What the task asks
Copy out all lines of the listing below that hold "entire".

--------------------

Issue #1534, opened 2022-05-26
GTFS Schedule Pipeline:  gtfs_loader validation updates


lauriemerrell:
Will need a new validation DAG task that (AC):

- [ ] Ingests the raw validation data from #1529 
- [ ] Outputs JSONs that are BQ-ready

**This task may not even be necessary if the raw data is BQ-readable.**

PR #1648, opened 2022-07-21
New schedule pipeline validation job

atvaccaro:
# Description

TODO as a follow-up: deploy updated images via CI/CD

Creates a new v2 GTFS Schedule validator job with new code, Docker image, and Airflow DAG. Runs daily to process the prior day's data.

One thing to note: I created a new Airflow macro `env_var()` so we can easily pass Airflow cluster env vars through to PodOperators running on the jobs cluster in the task YAML. I'm unsure whether I like this pattern more or less than explicit CLI arguments; I do think it's helpful when relying on the Pydantic type definitions for artifacts.

Resolves https://github.com/cal-itp/data-infra/issues/1534

Does NOT resolve: validation backfilled zipped data; @lauriemerrell not sure if we want to perform that zip backfill first, or just let this align with having v2 data?

## Type of change

- [x] New feature
- [ ] Documentation
- [ ] agencies.yml

## How has this been tested?
Testing locally in Airflow.

## Screenshots (optional)
An example validation:
```
[2022-07-22 15:53:51,150] {pod_launcher.py:149} INFO - downloading gs://test-calitp-gtfs-schedule-raw/schedule/dt=2022-07-20/base64_url=aHR0cHM6Ly93d3cubWVubG9wYXJrLm9yZy9Eb2N1bWVudENlbnRlci9WaWV3LzczMjAvZ29vZ2xlX3RyYW5zaXQuemlw/ts=2022-07-20T18:26:48.741978+00:00/google_transit_202205231753434232.zip to /tmp/tmp73w1k9gk/google_transit_202205231753434232.zip
[2022-07-22 15:53:51,288] {pod_launcher.py:149} INFO - executing schedule validator: java -jar /gtfs-validator-v2.0.0_cli --input /tmp/tmp73w1k9gk/google_transit_202205231753434232.zip --output_base /tmp/tmp73w1k9gk --feed_name us-na
[2022-07-22 15:53:52,123] {pod_launcher.py:149} INFO - saving validation notice to gs://test-calitp-gtfs-schedule-processed/validation_reports/dt=2022-07-20/base64_url=aHR0cHM6Ly93d3cubWVubG9wYXJrLm9yZy9Eb2N1bWVudENlbnRlci9WaWV3LzczMjAvZ29vZ2xlX3RyYW5zaXQuemlw/ts=2022-07-20T18:26:48.741978+00:00/validation_notices.jsonl.gz
```

Task completion:
```
[2022-08-17 19:05:08,941] {pod_launcher.py:149} INFO - downloading gs://test-calitp-gtfs-schedule-raw/schedule/dt=2022-08-17/base64_url=aHR0cHM6Ly9zdG9yYWdlLmdvb2dsZWFwaXMuY29tL2d0ZnMtZGF0YS9zY2hlZHVsZS1hc3NldHMvdGN0YS0yMDIxLTEyLTEwLnppcA==/ts=2022-08-17T17:55:36.584149+00:00/tcta-2021-12-10.zip to /tmp/tmppiql5l5v/tcta-2021-12-10.zip
[2022-08-17 19:05:09,029] {pod_launcher.py:149} INFO - executing schedule validator: java -jar /gtfs-validator-v2.0.0_cli --input /tmp/tmppiql5l5v/tcta-2021-12-10.zip --output_base /tmp/tmppiql5l5v --feed_name us-na
[2022-08-17 19:05:09,695] {pod_launcher.py:149} INFO - saving 3 validation notices to gs://test-calitp-gtfs-schedule-validation/validation_reports/dt=2022-08-17/base64_url=aHR0cHM6Ly9zdG9yYWdlLmdvb2dsZWFwaXMuY29tL2d0ZnMtZGF0YS9zY2hlZHVsZS1hc3NldHMvdGN0YS0yMDIxLTEyLTEwLnppcA==/ts=2022-08-17T17:55:36.584149+00:00/validation_notices.jsonl.gz
[2022-08-17 19:05:09,900] {pod_launcher.py:149} INFO - got 366 successes and 0 failures
[2022-08-17 19:05:09,900] {pod_launcher.py:149} INFO - saving 366 to gs://test-calitp-gtfs-schedule-validation/validation_job_results/dt=2022-08-17/results.jsonl
[2022-08-17 19:05:12,279] {pod_launcher.py:198} INFO - Event: validate-gtfs-schedule.30991057e36a44518ee9fe626a2636e5 had an event of type Succeeded
[2022-08-17 19:05:12,279] {pod_launcher.py:311} INFO - Event with job id validate-gtfs-schedule.30991057e36a44518ee9fe626a2636e5 Succeeded
[2022-08-17 19:05:12,396] {pod_launcher.py:198} INFO - Event: validate-gtfs-schedule.30991057e36a44518ee9fe626a2636e5 had an event of type Succeeded
[2022-08-17 19:05:12,396] {pod_launcher.py:311} INFO - Event with job id validate-gtfs-schedule.30991057e36a44518ee9fe626a2636e5 Succeeded
[2022-08-17 19:05:12,563] {taskinstance.py:1212} INFO - Marking task as SUCCESS. dag_id=unzip_and_validate_gtfs_schedule, task_id=validate_gtfs_schedule, execution_date=20220817T020000, start_date=20220817T184425, end_date=20220817T190512
```
image


jobs/gtfs-schedule-validator/gtfs_schedule_validator.py
```diff
@@ -0,0 +1,190 @@
...
+        output_dir=output_dir,
+        jar_path=jar_path,
+        verbose=verbose,
+    )
+
+
+@app.command()
+def validate_day(
+    day: datetime = typer.Argument(
+        default=pendulum.today(),
```
lauriemerrell, line 98: Do we have to define a default for this? I guess since it gets them based on partition it should be ok, but I am wondering about weirdness with DAG execution times... Kind of would prefer that this has to be explicitly given.

lauriemerrell (changes requested):
Some of these comments refer to the calitp-py-side implementation so I guess would be addressed there, but I am putting them here since I'm reviewing the whole thing as a unit
 
1. Can we actually fill out the README? One thing we should specifically do is credit the source for the validator JAR (I see that in the old version we were just `wget`ing it every time.) 
2. Looking at the actual `results` output file, I am kind of meh on the fact that the outcomes file reproduces the entire `input_record` data again in the `extract` field. Do we need to duplicate all that? 
3. Specifically, I am wondering about the fact that we include the entire `gtfs datasets` row in the `config` field... I can kind of see why this makes sense but it means that defining a schema to ingest the outcomes files will be a pain. I'm also a little bit worried about going down the same path we have now where we have basically-identical versions of the same metadata replicated all over the place. 

For the purposes of validation, can it not just save the partition labels for the extract that it's using (like date, base64 URL, time) instead of reproducing all the metadata here?

jobs/gtfs-schedule-validator/gtfs_schedule_validator.py
atvaccaro: yeah that's fair, I was mostly facilitating using the command directly via CLI but I'm not really convinced it's a great pattern yet... maybe we should be defining the actual typer entrypoints in `__main__.py`?

atvaccaro:
Addressing here.

> 1. Can we actually fill out the README? One thing we should specifically do is credit the source for the validator JAR (I see that in the old version we were just `wget`ing it every time.)

Yes, done.


> 2. Looking at the actual `results` output file, I am kind of meh on the fact that the outcomes file reproduces the entire `input_record` data again in the `extract` field. Do we need to duplicate all that?

So I've had mixed feelings on this... I've been worried about a "chain" of metadata that could be broken if a link in the chain is deleted/updated. Therefore, I was attempting to concatenate the lineage at each step, and keep the whole lineage on each object. However it's getting unwieldy for sure, and I think object versioning and retention may actually help out here. I'm going to change the type to accept a path and verify the path exists as a file; does that seem reasonable?

> 3. Specifically, I am wondering about the fact that we include the entire `gtfs datasets` row in the `config` field... I can kind of see why this makes sense but it means that defining a schema to ingest the outcomes files will be a pain. I'm also a little bit worried about going down the same path we have now where we have basically-identical versions of the same metadata replicated all over the place.

We can always tell Pydantic to ignore a given field, or just throw a `Dict[str, Any]` at it. It's not the worst solution in the world but I think I'm going to just simplify anyways.

> For the purposes of validation, can it not just save the partition labels for the extract that it's using (like date, base64 URL, time) instead of reproducing all the metadata here?

Going to do the full file path as above, I think that will work.

jobs/gtfs-schedule-validator/gtfs_schedule_validator.py
lauriemerrell: Kind of defer to you on that side, or maybe we can have a commented version for testing? Agree it's useful to leave testing breadcrumbs for local dev but just worry about leaving them in unmarked

atvaccaro:
> However it's getting unwieldy for sure, and I think object versioning and retention may actually help out here. I'm going to change the type to accept a path and verify the path exists as a file; does that seem reasonable?

Quick update on this as discussed, going to just exclude the underlying child fields as needed.

jobs/gtfs-schedule-validator/gtfs_schedule_validator.py
```diff
@@ -0,0 +1,263 @@
...
+class GTFSScheduleFeedExtractValidationOutcome(ProcessingOutcome):
+    extract: GTFSFeedExtractInfo = Field(..., exclude={"config"})
+    validation: Optional[GTFSScheduleFeedValidation]
+
+
+# TODO: this and DownloadFeedsResult probably deserve a base class
+class ScheduleValidationResult(PartitionedGCSArtifact):
+    bucket: ClassVar[str] = SCHEDULE_VALIDATION_BUCKET
+    table: ClassVar[str] = "validation_results"
+    partition_names: ClassVar[List[str]] = ["dt"]
```
lauriemerrell, line 74: making a note here -- I think we want to use timestamp too? technically if you ran validation once and then ran it again and a download occurred in the interval, you could overwrite with a different file.

lauriemerrell: basically, raises a question about whether `outcomes` is about a validation **action** or about the **latest/current state** of the related artifacts (like the inputs & outputs). if the latter, can keep date-only partition. if the former, should use timestamp

atvaccaro: I'm going to rename this, it's the file that represents the overall work done by a _job_ so it'll be date-partitioned since that's the Airflow data interval

maybe ScheduleValidationResult?

airflow/dags/parse_and_validate_rt/parse_rt_trip_updates.yml
```diff
@@ -11,7 +11,7 @@ arguments:
   - "trip_updates"
   # we run on a delay because of archiver write latency but then we process the prior _hour_
   - "{{ get_bucket() }}/rt/{{ execution_date.replace(minute=0, second=0).format('YYYY-MM-DDTHH*') }}"
-  - "{{ prefix_bucket('rt-parsed') }}"
+  - "{{ env_var('CALITP_BUCKET__RT_PARSED') }}"
```
lauriemerrell, line 14: This in particular is making me a little nervous... It seems like in general we are using the environment variables just for pipeline v2 (= archiver v3) content that:

a) is not yet canonical
b) is clearly separate from v1 (= archiver v2)

I guess for RT are we not going to have separate v2 buckets? It's the grayest area because we already did a lot of the stuff in the original parse jobs.... But wanted to ask

lauriemerrell (commented):
Generally looks good, just two process things, one inline below.

Other process thing (already discussed offline): I don't love merging stuff into main in data-infra using unmerged prereleases of calitp-py. Would prefer that we actually merge the necessary changes in calitp and reference a full release here.

airflow/dags/parse_and_validate_rt/parse_rt_trip_updates.yml
lauriemerrell: I guess specifically I think that this value is maybe set incorrectly in Composer? 
image

lauriemerrell: ^ but this is making me wonder if we need to manually (together?) go through each location that needs the environment variable set and make sure it's set correctly

atvaccaro: Nope this is a great catch; these should not have been changed. I will revise.

README.md
```diff
@@ -26,3 +26,13 @@ Documentation for this codebase lives at [docs.calitp.org/data-infra](https://do
 This repository uses black and pre-commit hooks to format code. To install locally, run
 
 `pip install pre-commit` & `pre-commit install` in the root of the repo.
+
+## Configuration via Environment Variables
+Generally we try to configure things via environment variables. In the Kubernetes
+world, these get configured via [Kustomize overlays](./kubernetes/overlays/).
```
lauriemerrell, line 32: This link / path doesn't seem to exist (`/kubernetes/overlays/`)? 

Also, sorry for belaboring this point / for what I am presumably missing, but where does this actually get set for the v3 RT archiver? Like I don't see a Kustomize file in this PR for the archiver. Would that happen in a subsequent PR?

airflow/docker-compose.yaml
```diff
@@ -79,6 +79,15 @@ x-airflow-common:
...
     GOOGLE_CLOUD_PROJECT: cal-itp-data-infra
 
+    CALITP_BUCKET__AIRTABLE: "gs://test-calitp-airtable"
+#    CALITP_BUCKET__GTFS_RT_RAW: "gs://test-calitp-gtfs-rt-raw"
+#    CALITP_BUCKET__GTFS_RT_PARSED: "gs://test-calitp-gtfs-rt-parsed"
+#    CALITP_BUCKET__GTFS_RT_VALIDATION: "gs://test-calitp-gtfs-rt-validation"
+    CALITP_BUCKET__GTFS_SCHEDULE_RAW: "gs://test-calitp-gtfs-schedule-raw"
+    CALITP_BUCKET__GTFS_SCHEDULE_VALIDATION: "gs://test-calitp-gtfs-schedule-validation"
+
+    GRAAS_SERVER_URL: $GRAAS_SERVER_URL
```
lauriemerrell, line 89: I think with #1690 we may not need this any more? maybe we can add a TODO, don't want to scope creep here too much without understanding ramifications but I literally just merged that

lauriemerrell (commented):
Confirmed that Airflow bucket environment variables seem appropriate... To be a real stickler we would maybe remove the RT ones until they're actually needed in the new RT parsing PR but I guess that's not necessary.

image

Two small inline questions

README.md
atvaccaro: Ah yeah let me link to the actual file.

lauriemerrell (approved):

--------------------

Output for this exercise
2. Looking at the actual `results` output file, I am kind of meh on the fact that the outcomes file reproduces the entire `input_record` data again in the `extract` field. Do we need to duplicate all that? 
3. Specifically, I am wondering about the fact that we include the entire `gtfs datasets` row in the `config` field... I can kind of see why this makes sense but it means that defining a schema to ingest the outcomes files will be a pain. I'm also a little bit worried about going down the same path we have now where we have basically-identical versions of the same metadata replicated all over the place. 
> 2. Looking at the actual `results` output file, I am kind of meh on the fact that the outcomes file reproduces the entire `input_record` data again in the `extract` field. Do we need to duplicate all that?
> 3. Specifically, I am wondering about the fact that we include the entire `gtfs datasets` row in the `config` field... I can kind of see why this makes sense but it means that defining a schema to ingest the outcomes files will be a pain. I'm also a little bit worried about going down the same path we have now where we have basically-identical versions of the same metadata replicated all over the place.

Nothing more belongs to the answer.